--- Given data Enclosed Below ---

PR #945, opened 2018-08-10
Exposed onSelectStart, onSelectEnd to views

SudoPlz:
We're trying to find a way to add a **line** on the view (**and some text** indicating the time they've clicked on, while the **mouse is down**, and it will look like this:

but we have no way of knowing when the selection started or ended.

Hopefully this code will help in such cases.


SudoPlz:
Bah, that change alone is not enough, I'm closing and I'll re-open again when it's ready.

--- End of Enclosed Given data ---

Please set down each line of the records exactly as given.

Task result:
PR #945, opened 2018-08-10
Exposed onSelectStart, onSelectEnd to views

SudoPlz:
We're trying to find a way to add a **line** on the view (**and some text** indicating the time they've clicked on, while the **mouse is down**, and it will look like this:

but we have no way of knowing when the selection started or ended.

Hopefully this code will help in such cases.


SudoPlz:
Bah, that change alone is not enough, I'm closing and I'll re-open again when it's ready.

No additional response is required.